Requirement: Copy the complete listing exactly as shown.

%%

PR #431, opened 2023-08-05
Add a test for ignoring necessary filters

u9g:
this adds a test for https://github.com/obi1kenobi/trustfall/pull/423?notification_referrer_id=NT_kwDOApfigbM3MjU5ODY2MjY3OjQzNTA4MzUz#discussion_r1284964824

### DIFF
--- a/trustfall_core/test_data/tests/valid_queries/fold_count_filter_on_a_tag.graphql.ron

%%

Task result:
PR #431, opened 2023-08-05
Add a test for ignoring necessary filters

u9g:
this adds a test for https://github.com/obi1kenobi/trustfall/pull/423?notification_referrer_id=NT_kwDOApfigbM3MjU5ODY2MjY3OjQzNTA4MzUz#discussion_r1284964824

### DIFF
--- a/trustfall_core/test_data/tests/valid_queries/fold_count_filter_on_a_tag.graphql.ron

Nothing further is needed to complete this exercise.